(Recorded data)
PR #698, opened 2021-12-17
Documents: check if document exists when indexing

Pineirin:
Ensure application handles reindexing records related to a deleted document.
Issue appeared when reinxeding a document (and it's records) that was very recently deleted.
Add additional comments explaining rationale behind implementation of item_suggestion.

### DIFF
--- a/cds_ils/circulation/indexer.py
+++ b/cds_ils/circulation/indexer.py
@@ -8,6 +8,7 @@
 """Loan indexer APIs."""
 
 from invenio_app_ils.proxies import current_app_ils
+from invenio_pidstore.errors import PIDDeletedError
 
 
 def index_extra_fields_for_loan(loan_dict):
@@ -18,17 +19,26 @@ def index_extra_fields_for_loan(loan_dict):
     needed when fetching the loan details.
     """
     document_class = current_app_ils.document_record_cls
-    document_record = document_class.get_record_by_pid(
-        loan_dict.get("document_pid")
-    )
+    try:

Work instructions: In the answer, each line of the data must appear exactly as written.

Response area:
PR #698, opened 2021-12-17
Documents: check if document exists when indexing

Pineirin:
Ensure application handles reindexing records related to a deleted document.
Issue appeared when reinxeding a document (and it's records) that was very recently deleted.
Add additional comments explaining rationale behind implementation of item_suggestion.

### DIFF
--- a/cds_ils/circulation/indexer.py
+++ b/cds_ils/circulation/indexer.py
@@ -8,6 +8,7 @@
 """Loan indexer APIs."""
 
 from invenio_app_ils.proxies import current_app_ils
+from invenio_pidstore.errors import PIDDeletedError
 
 
 def index_extra_fields_for_loan(loan_dict):
@@ -18,17 +19,26 @@ def index_extra_fields_for_loan(loan_dict):
     needed when fetching the loan details.
     """
     document_class = current_app_ils.document_record_cls
-    document_record = document_class.get_record_by_pid(
-        loan_dict.get("document_pid")
-    )
+    try:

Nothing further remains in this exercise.